Lundi 22 octobre 2012

Des photos rares d’un ghetto en Pologne, sous l’objectif du photographe de Hitler

Pourquoi Hugo Jaeger, célèbre photographe allemand dans les années 30, nazi de la première heure et l’un des rares photographes admis dans le cercle restreint des intimes d’Hitler pour immortaliser le Führer, a-t-il réalisé ces photos exceptionnelles de juifs du ghetto polonais de Kutno ?

Exceptionnelles, ces photos le sont à plus d’un titre. D’abord en raison de la personnalité du photographe, familier d’Hitler, envoyé en Pologne sous l’uniforme comme correspondant de guerre pour fixer des images de propagande telles qu’on en a vu des centaines. Ensuite parce que Jaeger est l’un des rares photographes allemand à utiliser alors la nouvelle technologie des films couleurs produits par Kodak, ainsi qu’un procédé permettant de visionner ces photos en 3D.

Ces clichés, une vingtaine, ont été pris entre la fin de l’année 1939 et 1940, dans le ghetto de Kutno, une ville se trouvant à une centaine de kilomètres de Varsovie, peu après l’invasion de la Pologne par les nazis. Le ghetto, qui comptait 8000 juifs, sera liquidé en 1942 et ses rares survivants déportés dans les camps d’extermination.

A contrario de la plupart des photos prises par les nazis dans les ghettos et connues jusqu’ici, visant à montrer les juifs comme des sous-hommes, des images de domination, de soldats aryens humiliant ces habitants, les photos prises par Hugo Jaeger font preuve d’empathie. De curiosité aussi, peut-être de fascination, du moins ne témoignent nulle hostilité, sinon de la misère et des privations régnant dans le ghetto.

Elles appartiennent au magazine Life, qui les a présentées à l’occasion du 72è anniversaire de l’établissement du ghetto de Varsovie. Leur histoire est également étonnante. Hugo Jaeger, craignant d’être arrêté par les alliés en 1945 en possession de plus de 2000 clichés d’Hitler, enterra ses négatifs dans des récipients en métal qu’il cacha aux abords de Munich. Il les retira de ses cachettes au fil des années qui suivirent la fin de la guerre, plaça les négatifs dans un coffre en Suisse en 1955, et les vendit à Life dix ans plus tard.

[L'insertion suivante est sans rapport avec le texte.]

PR #1720, opened 2026-01-14
res_pjsip_session: Make sure NAT hook runs when packet is retransmitted for whatever reason.

arcivanov:
This hook may not be necessary when we do a retransmit, but when there are two
INVITEs, one *initial* and one with auth digest, the second INVITE contains wrong (unmodified) media address
due to the commented line below.
The NAT hook needs to run due to filters potentially reverting previously modified packets.

Fixes: #449

### DIFF
--- a/res/res_pjsip_session.c
+++ b/res/res_pjsip_session.c
@@ -58,7 +58,6 @@
 #define SDP_HANDLER_BUCKETS 11
 
 #define MOD_DATA_ON_RESPONSE "on_response"
-#define MOD_DATA_NAT_HOOK "nat_hook"
 
 /* Most common case is one audio and one video stream */
 #define DEFAULT_NUM_SESSION_MEDIA 2
@@ -5494,8 +5493,6 @@ static pjsip_inv_callback inv_callback = {
 static void session_outgoing_nat_hook(pjsip_tx_data *tdata, struct ast_sip_transport *transport)
 {
 	RAII_VAR(struct ast_sip_transport_state *, transport_state, ast_sip_get_transport_state(ast_sorcery_object_get_id(transport)), ao2_cleanup);
-	struct ast_sip_nat_hook *hook = ast_sip_mod_data_get(
-		tdata->mod_data, session_module.id, MOD_DATA_NAT_HOOK);
 	pjsip_sdp_info *sdp_info;
 	pjmedia_sdp_session *sdp;
 	pjsip_dialog *dlg = pjsip_tdata_get_dlg(tdata);
@@ -5503,10 +5500,9 @@ static void session_outgoing_nat_hook(pjsip_tx_data *tdata, struct ast_sip_trans
 	int stream;
 
 	/*
-	 * If there's no transport_state or body, or the hook
-	 * has already been run, just return.
+	 * If there's no transport_state or body, just return.
 	 */
-	if (ast_strlen_zero(transport->external_media_address) || !transport_state || hook || !tdata->msg->body) {
+	if (ast_strlen_zero(transport->external_media_address) || !transport_state || !tdata->msg->body) {
 		return;
 	}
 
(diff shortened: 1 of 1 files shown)


arcivanov:
This is a draft, do not merge.

arcivanov:
This has been thoroughly tested. Suspicious behavior was identified to be due to host's routing table and unrelated to this change.

res/res_pjsip_session.c
```diff
@@ -5557,8 +5557,12 @@ static void session_outgoing_nat_hook(pjsip_tx_data *tdata, struct ast_sip_trans
...
 	}
 
-	/* We purposely do this so that the hook will not be invoked multiple times, ie: if a retransmit occurs */
-	ast_sip_mod_data_set(tdata->pool, tdata->mod_data, session_module.id, MOD_DATA_NAT_HOOK, nat_hook);
+	/* We purposely originally did this so that the hook would not be invoked multiple times, ie: if a retransmit occurs.
+	   However, as described in asterisk/asterisk/449: This hook may not be necessary when we do a retransmit, but when there are two
+	   INVITEs, one *initial* and one with auth digest, the second INVITE contains wrong (unmodified) media address
+	   due to the commented line below. The NAT hook needs to run due to filters potentially reverting previously modified packets.
+	*/
+	// ast_sip_mod_data_set(tdata->pool, tdata->mod_data, session_module.id, MOD_DATA_NAT_HOOK, nat_hook);
```
seanbright: All of this would be better in the commit message. Just delete everything here.

For future reference, we don't use `//` style comments.

seanbright (changes requested):

res/res_pjsip_session.c
arcivanov: Fixed

arcivanov:
Looks like test failure is spurious and unrelated.

seanbright:
I can't comment on the correctness of the change, so removing my review request.

arcivanov:
Please rerun the failed test?

seanbright:
[Please read and follow the instructions here](https://github.com/asterisk/asterisk/pull/1720#pullrequestreview-3662292914)

arcivanov:
cherry-pick-to: 20
cherry-pick-to: 22
cherry-pick-to: 23

seanbright:
> [Please read and follow the instructions here](https://github.com/asterisk/asterisk/pull/1720#pullrequestreview-3662292914)

Nevermind. I took care of it. The only branches eligible for bug fixes are 20, 22, and 23. I think the automated message used to say that but doesn’t anymore for whatever reason.

res/res_pjsip_session.c
```diff
@@ -5557,8 +5557,6 @@ static void session_outgoing_nat_hook(pjsip_tx_data *tdata, struct ast_sip_trans
 		}
 	}
 
-	/* We purposely do this so that the hook will not be invoked multiple times, ie: if a retransmit occurs */
-	ast_sip_mod_data_set(tdata->pool, tdata->mod_data, session_module.id, MOD_DATA_NAT_HOOK, nat_hook);
```
gtjoseph, line 5565: If we blanket re-run the nat hook, does this mess up re-transmits?

arcivanov: The problem is the issue has nothing to do with retransmits - this suppresses the NAT hooks in the INVITE -> 401 -> INVITE w/auth sequence where no retransmits are involved. NAT hooks seem to be idempotent and when I was testing with retransmits they didn't seem to cause any problems.

gtjoseph: Yep, I understand your issue isn't retransmit related.  The existing comment just had me thinking.  I'm trying to remember if pjproject handles the retransmits without percolating it up to us.  I'm also thinking that if we don't set this, then there's no need to get or test it at the top of the function so that should be removed as well

asteriskteam:

arcivanov:
I will remove the get and test as well.

arcivanov:
Failures don't appear to have anything to do with this case here.

gtjoseph:
> Failures don't appear to have anything to do with this case here.

correct.  not your issue.

jcolp (changes requested):
The commit message needs to be updated to conform to our standard including subsystem at the front of the first line:

Otherwise I think this is fine.

PR #1732, opened 2026-01-20
CEL: Introduce Advanced CEL custom mapping for performance.

gtjoseph:
The legacy cel_custom and cel_sqlite3_custom channel event logging backends
are very heavy resource consumers because they use recursive string
interpolation and dialplan function evaluation. They're so resource intensive
that it actually takes more resources to write the event log records than it
does to actually process a call. Unfortunately, the existing configuration
file formats don't give us much leeway to capture the extra information
needed to shortcut the string interpolation so...

UpgradeNote: New "advanced" cel_custom and cel_sqlite3_custom configuration
formats are now available that allow significant reductions in resources
required to write channel event log entries.  The details are in the
cel_custom and cel_sqlite3_custom sample config files but by capturing
additional information at load time, we can eliminate the need for the string
interpolation and dialplan function calls which were the main contributors to
the resource over-utilization.  As an added benefit, the cel_custom module
can now also produce JSON formatted output.  The legacy configuration formats
are still supported but all users are encouraged to switch to the new format.

### DIFF
--- a/cel/cel_custom.c
+++ b/cel/cel_custom.c
@@ -42,6 +42,10 @@
 #include "asterisk/lock.h"
 #include "asterisk/threadstorage.h"
 #include "asterisk/strings.h"
+#include "asterisk/vector.h"
+#include "asterisk/json.h"
+
+#include "custom_common.h"
 
 #define CONFIG "cel_custom.conf"
 
@@ -49,14 +53,6 @@ AST_THREADSTORAGE(custom_buf);
 
 static const char name[] = "cel-custom";
 
-struct cel_config {
-	AST_DECLARE_STRING_FIELDS(
-		AST_STRING_FIELD(filename);
-		AST_STRING_FIELD(format);
-	);
-	ast_mutex_t lock;
-	AST_RWLIST_ENTRY(cel_config) list;
-};
 
 #define CUSTOM_BACKEND_NAME "CEL Custom CSV Logging"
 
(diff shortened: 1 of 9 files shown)


gtjoseph:
~~This is still very much a WORK IN PROGRESS.~~

FYI... cel_sqlite3_custom can also benefit from these changes.
The latest push includes it.

cel/cel_custom.c
```diff
@@ -62,22 +97,202 @@ struct cel_config {
...
+			strcpy(cel_field->name, field); /* Safe */
+		} else if (strcasecmp(field, "userdeftype") == 0) {
+			cel_field->ie_type = AST_EVENT_IE_CEL_USEREVENT_NAME;
+			cel_field->ie_pltype = AST_EVENT_IE_PLTYPE_STR;
+			strcpy(cel_field->name, field); /* Safe */
+		} else {
+			ast_debug(2, "%s: Field '%s' not found. Using as literal\n", sink->filename, field);
+			cel_field->ie_type = AST_EVENT_IE_CEL_LITERAL;
+			cel_field->ie_pltype = AST_EVENT_IE_PLTYPE_STR;
+			strcpy(cel_field->name, field); /* Safe */
```
seanbright: This same call appears in all 4 blocks. Could extract it.

main/event.c
```diff
@@ -226,6 +227,20 @@ enum ast_event_ie_pltype ast_event_get_ie_pltype(enum ast_event_ie_type ie_type)
 	return ie_maps[ie_type].ie_pltype;
 }
 
+int ast_event_str_to_ie_type(const char *str, enum ast_event_ie_type *ie_type)
+{
+	enum ast_event_ie_type ie;
+
+	for (ie = 1; ie < AST_EVENT_IE_TOTAL; ie++) {
```
seanbright: Use `AST_EVENT_IE_NEWMSGS` for the initial value of `ie` or throw in a comment explaining why we're starting at 1.

gtjoseph:
cherry-pick-to: 20
cherry-pick-to: 22
cherry-pick-to: 23

cel/cel_custom.c
```diff
@@ -87,90 +302,300 @@ static int load_config(void)
...
+	} else {
+		ast_log(LOG_ERROR, "Unable to re-open master file %s : %s\n", config->filename, strerror(errno));
+	}
+
+	ast_mutex_unlock(&config->lock);
+}
+
+static char *quoter(const char *value, char quote, char quote_escape)
+{
+	size_t len = strlen(value) + 32;
```
phoneben: maybe ast_malloc(strlen(value) * 2 + 1)  to avoid buffer overflow.

worst-case you may need almost 2× the input size (if every character needs escaping)

cel/cel_custom.c
```diff
@@ -62,22 +97,202 @@ struct cel_config {
...
+
+static int load_basic_config(struct ast_category *category, int *mappings)
+{
+	struct ast_variable *var = NULL;
+	struct cel_config *sink = NULL;
+	int res = 0;
+
+	for (var = ast_category_first(category); var; var = var->next) {
+		if (ast_strlen_zero(var->name) || ast_strlen_zero(var->value)) {
+			ast_log(LOG_WARNING, "CEL Mapping must have both a filename and a format at line %d\n", var->lineno);
```
phoneben: not template ?
`ast_log(LOG_WARNING, "Legacy CEL Mapping must have both a filename and a template at line %d\n", var->lineno);`

gtjoseph: done.

cel/cel_custom.c
gtjoseph: done

gtjoseph:
Moving back to draft because cdr_custom and cdr_sqlite3_custom can also take advantage of what was done here.

cel/custom_common.c
```diff
@@ -0,0 +1,215 @@
...
+			*bufptr++ = quote_escape;
+		}
+		*bufptr++ = *dataptr++;
+	}
+	*bufptr='\0';
+	return ptr;
+}
+
+int csv_append_string(struct ast_str **str, int is_first, const char *value, struct cel_config *config)
+{
```
phoneben, line 52: `  value = S_OR(value, ""); `
should be added 

NULL safety: `csv_append_string(`) calls `strchr(value, …) `and formatting helpers that assume a non-NULL string.
`get_event_string() `may return NULL on allocation failure, so this can segfault.

cel/custom_common.c
```diff
@@ -0,0 +1,215 @@
...
+	return res;
+}
+
+int csv_append_uint(struct ast_str **str, int is_first, uint32_t value, struct cel_config *config)
+{
+	int res = 0;
+	char *sep_str = is_first ? "" : config->separator;
+
+	if (config->quoting_method == quoting_method_all) {
+		res = ast_str_append(str, 0, "%s%s%d%s", sep_str, config->quote, value, config->quote);
```
phoneben: `csv_append_uint()` prints unsigned as signed `(%d)`
You’re using` %d `with a `uint32_t`:

If value is > 2,147,483,647, it can print negative numbers. 
Fix: use `%u` (or PRIu32).

cel/custom_common.c
gtjoseph: done

cel/custom_common.c
gtjoseph: done

gtjoseph:
This latest push does a bunch of refactoring but doesn't include any CDR changes.  Those will be in a separate PR.

gtjoseph:
OK back to draft again because I thought of a few things while doing the CDRs.

cel/custom_common.c
```diff
@@ -0,0 +1,296 @@
...
+
+static int csv_append_uint(struct ast_str **str, int is_first, uint32_t value, struct cel_config *config)
+{
+	int res = 0;
+	char *sep_str = is_first ? "" : config->separator;
+
+	if (config->quoting_method == cel_quoting_method_all) {
+		res = ast_str_append(str, 0, "%s%s%u%s", sep_str, config->quote, value, config->quote);
+	} else {
+		res = ast_str_append(str, 0, "%s%d", sep_str, value);
```
phoneben, line 92: also should be `%u` vs `%d`

cel/custom_common.c
phoneben: did i miss something ?
i do not see  did you  take care of it in a other way ?
```
/* FIX 1: Guard against NULL immediately so strchr doesn't crash */
    value = S_OR(value, "");
```

cel/custom_common.c
```diff
@@ -0,0 +1,296 @@
...
+	csv_append_uint(str, is_first, ast_event_get_ie_uint(event, cel_field->ie_type), config);
+}
+
+/* JSON */
+
+static void append_json_event_string(struct ast_json *json, struct ast_event *event, struct cel_config *config,
+	struct cel_field *cel_field, int is_first)
+{
+	const char *value = ast_event_get_ie_str(event, cel_field->ie_type);
+	ast_json_object_set(json, cel_field->name, ast_json_string_create(value));
```
phoneben, line 166: suggestion 
Guard JSON string creation from NULL.

`ast_json_string_create(S_OR(value, "")) `
there are 4 like these

cel/custom_common.c
```diff
@@ -0,0 +1,296 @@
...
+		char *evalue = (char *)value;
+		if (strchr(value, config->quote[0])) {
+			evalue = quoter(value, config->quote[0], config->quote_escape[0]);
+		}
+		res = ast_str_append(str, 0, "%s%s%s%s", sep_str, config->quote, S_OR(evalue, ""), config->quote);
+		if (evalue != value) {
+			ast_free(evalue);
+		}
+	} else if (config->quoting_method == cel_quoting_method_minimal) {
+		if (strchr(value, config->separator[0])) {
```
phoneben, line 66: In` cel_quoting_method_minimal`, we only quote if the separator is present, but CSV also requires quoting if the value contains the quote character or newline/CR. Otherwise we can emit invalid CSV (e.g., values with `"` or `\n` will break parsing or split rows). Recommend extending the condition to quote when value contains separator or quote char or` \n`/`\r`.




```
} else if (config->quoting_method == cel_quoting_method_minimal) {

    if (strchr(value, config->separator[0]) ||
        strchr(value, config->quote[0]) ||
        strchr(value, '\n') ||
        strchr(value, '\r')) {

        char *evalue = (char *) value;

        /* Escape embedded quote characters */
        if (strchr(value, config->quote[0])) {
            evalue = quoter(value, config->quote[0], config->quote_escape[0]);
        }

        res = ast_str_append(str, 0, "%s%s%s%s",
            sep_str,
            config->quote,
            S_OR(evalue, ""),
            config->quote);

        if (evalue != value) {
            ast_free(evalue);
        }

    } else {
        /* Safe to emit unquoted */
        res = ast_str_append(str, 0, "%s%s", sep_str, value);
    }
```

cel/custom_common.c
```diff
@@ -0,0 +1,296 @@
...
+	*bufptr='\0';
+	return ptr;
+}
+
+static int csv_append_string(struct ast_str **str, int is_first, const char *value, struct cel_config *config)
+{
+	int res = 0;
+	char *sep_str = is_first ? "" : config->separator;
+
+	if (config->quoting_method == cel_quoting_method_all || config->quoting_method == cel_quoting_method_non_numeric) {
```
phoneben, line 56: `quoting_method_non_numeric` currently behaves identically to `all` — there is no numeric detection, so all string values are quoted.
This makes the option misleading. Either numeric detection should be added (and numeric fields left unquoted), or the option should be removed/renamed.

cel/custom_common.c
gtjoseph: Oops, missed that one.

cel/custom_common.c
gtjoseph: The JSON calls are all NULL tolerant but guarding them is a good idea anyway since jansson will leave the the key/value pair out altogether if the value is NULL.

seanbright: Because there is a semantic difference between `null` and `””`. I would stick with jansson’s default behavior.

cel/custom_common.c
gtjoseph: Whether something is numeric or not is based on the data type of the CEL event field, not whether there is only numeric data in the field.  Currently, only the amaflags field is defined as a uint and that IS left unquoted when non_numeric is used.

cel/custom_common.c
gtjoseph: In reality, they can't be NULL anyway.  These fields all come from STRING_FIELDS in a channel snapshot and STRING_FIELDs can't be NULL.

cel/custom_common.c
phoneben: Thanks for the clarification — that makes sense.
It might be helpful to add a brief comment noting that `quoting_method_non_numeric` is **type-based (CEL field type)** rather than content-based, since the name could otherwise be read as string numeric detection.

gtjoseph:
This PR is being closed in favor of an upcoming one that includes CDR.

PR #1734, opened 2026-01-21
chan_websocket.conf.sample: Fix category name.

gtjoseph:
UserNote: The category name in the chan_websocket.conf.sample file was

Il est bien sûr impossible de dire avec certitude dans quelles conditions ces photos ont été réalisées, visiblement pas sous la contrainte, et à l’exception d’une seule, sans présence de soldats. Qu’il l’ait voulu ou non, Hugo Jaeger a réalisé des portraits d’hommes, de femmes et d’enfants juifs promis à la destruction, dans toute leur humanité. Un témoignage unique et stupéfiant, d’autant plus fort que certaines de ces photos, tels ces portraits de jeunes femmes bouleversantes de beauté, semblent avoir été pris hier, et non voilà 72 ans dans un ghetto de Pologne, antichambre des camps de la mort.

Alain Granat

Photos © Time Life Pictures/Getty Images, merci à Clara Lainé Malinow

 
 

13 réponses à “Des photos rares d’un ghetto en Pologne, sous l’objectif du photographe de Hitler par Alain Granat

  1. HavaForEver

    octobre 23, 2012 at 12:51

    Des moments rares et bouleversants qui nous rappellent que ces gens auraient aimé vivre, que nous aurions tellement voulu les savoir vivants quelque part…
    Ces visages souriants au plein cœur de la misère nous laissent perplexes, il nous déchirent le cœur et nous transpercent d’une émotion étonnamment douce. L’objectif de l’ennemi a su capter la dignité de chacun de ces hommes à dépasser la condition dégradante dans laquelle ils étaient condamnés…
    La couleur de ces clichés, très rare pour les témoignages que nous avons de cette époque, contraste avec le dénuement du décor d’une part, mais surtout avec la réalité qu’elle traduit. Ces photos semblent comme nous être parvenus d’un espace-temps encore non localisé dans les détours de cette très sombre période de l’Histoire.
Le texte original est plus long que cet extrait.